Não Senhor não se trata de mais um filme de guerra fria, nem de um simples filme de espião, ou um suspense policial; O filme é muito mais complexo que isso, e é nos mínimos detalhes, nas entrelinhas que encontramos o cerne da trama, não é um filme fácil de se entender, as mentes mais preguiçosas e os distraídos, não entenderam bem a complexa trama, cheia de idas e vindas, muito bem elaboradas pelo diretor, Tomas Alfredson, do Deixe Ela Entrar.

O longa reúne, brilhantes atuações e personagens complexos: Gary Oldman, vive George Smiley, um homem inteligente, aposentado do Serviço Secreto Britânico, onde trabalhava na alta cúpula denominada Circo, grandes intrigas apontam para a existência de um  traidor dentro do circo.  Ele então sai de sua aposentadoria para investigar tais intrigas.  Outro a destaque no filme é Colin Firth, de O Discurso do Rei,  ele é suspeito de ser um dos traidores, isso sem falar de Bill Haydon, John HurtMark Strong e Tom Hardy que também estão ótimos.

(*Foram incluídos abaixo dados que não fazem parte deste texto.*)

PR #2483, opened 2026-02-21
impl code action to convert dict to TypedDict / dataclass / pydantic #2144

### LINKED ISSUE #2144: code action to convert dict to TypedDict / dataclass / pydantic
### Describe the Bug

https://stackoverflow.com/questions/62267544/generate-pydantic-model-from-a-dict

even a website for this

https://jsontopydantic.com/

usage:

I have code like this

```
def f():
    return {"a": 1, "b": [1, 2]}
```

```
class F(TypedDict):
    a: int
    b: list[int]

def f() -> F:
    return {"a": 1, "b": [1, 2]}
```
convert them to handle something like `f()["a"]`

### Sandbox Link

_No response_

_No response_

asukaminato0721:
# Summary

Fixes #2144

Implemented dict-to-model refactor code actions (TypedDict, dataclass, Pydantic) and wired them into LSP refactors, with imports and scoped insertion logic.

note: to keep simple, currently nest case is not considered（fallback to dict）. Will impl in the future pr.

# Test Plan

Added coverage for the new actions.

### DIFF
--- a/pyrefly/lib/state/lsp/quick_fixes/dict_definition.rs
+++ b/pyrefly/lib/state/lsp/quick_fixes/dict_definition.rs
@@ -1,0 +1,528 @@
+/*
+ * Copyright (c) Meta Platforms, Inc. and affiliates.
+ *
+ * This source code is licensed under the MIT license found in the
+ * LICENSE file in the root directory of this source tree.
+ */
+
+use std::collections::HashSet;
+
+use dupe::Dupe;
+use lsp_types::CodeActionKind;
+use pyrefly_build::handle::Handle;
+use pyrefly_python::ast::Ast;
+use pyrefly_python::module::Module;
+use ruff_python_ast::AnyNodeRef;
+use ruff_python_ast::Expr;
+use ruff_python_ast::ExprDict;
+use ruff_python_ast::ModModule;
+use ruff_python_ast::Stmt;
+use ruff_python_ast::helpers::is_docstring_stmt;
+use ruff_text_size::Ranged;
+use ruff_text_size::TextRange;
+use ruff_text_size::TextSize;
+
+use super::extract_shared::code_at_range;
+use super::extract_shared::find_enclosing_statement_range;
+use super::extract_shared::is_exact_expression;
+use super::extract_shared::line_indent_and_start;
+use super::extract_shared::selection_anchor;
+use super::extract_shared::split_selection;
+use super::extract_shared::unique_name;
+use super::types::LocalRefactorCodeAction;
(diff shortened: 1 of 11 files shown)


kinto0:
sorry about the delay - happy to review this once merge conflicts are fixed and copilot review resolved. and are there any opportunities to reuse more common functionality to avoid reimplementing?

pyrefly/lib/state/lsp/quick_fixes/dict_definition.rs
```diff
@@ -0,0 +1,466 @@
...
+}
+
+fn collect_dict_fields(
+    transaction: &Transaction<'_>,
+    handle: &Handle,
+    stdlib: &Stdlib,
+    dict_expr: &ExprDict,
+    requires_any: &mut bool,
+) -> Option<Vec<DictField>> {
+    let mut fields = Vec::new();
```
kinto0: maybe this should just be a hashmap? then we don't need to track `seen` and we get the correct behavior (last one should be inserted if there are duplicates).

pyrefly/lib/state/lsp/quick_fixes/dict_definition.rs
```diff
@@ -0,0 +1,466 @@
...
+    if !(first.is_alphabetic() || first == '_') {
+        return false;
+    }
+    if !chars.all(|c| c.is_alphanumeric() || c == '_') {
+        return false;
+    }
+    !is_keyword(name)
+}
+
+fn is_keyword(name: &str) -> bool {
```
kinto0: this shouldn't be done manually - can we use something from the AST for this?

kinto0 (changes requested):
seems pretty good. just a few suggestions and I'm curious why it's called `dict_definition`. should it be renamed to something active like `convert_dict`?

pyrefly/lib/state/lsp/quick_fixes/dict_definition.rs
asukaminato0721: For duplicate keys, I did not switch to a plain HashMap because that would lose deterministic field order.

I now keep the `Vec<DictField>` for stable output order and uses a `HashMap<String, usize>` to overwrite the existing field when a duplicate key appears.

pyrefly/lib/state/lsp/quick_fixes/dict_definition.rs
asukaminato0721: now uses Ruff’s `ruff_python_stdlib::identifiers::is_identifier`

yangdanny97 (approved):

Mas fantástico mesmo, é o trabalho do designer de som, passando pelos efeitos, e trilha sonora, que dá todo o tom na história. O filme em si possui uma trama muito psicológica,  que espera um longa a lá James Bond, cheio de perseguições, explosões, ficará frustrado, pois retrata um tipo de espionagem mais realista, é mais silencioso e introspectivo, e o som do filme colabora para criar esse clima.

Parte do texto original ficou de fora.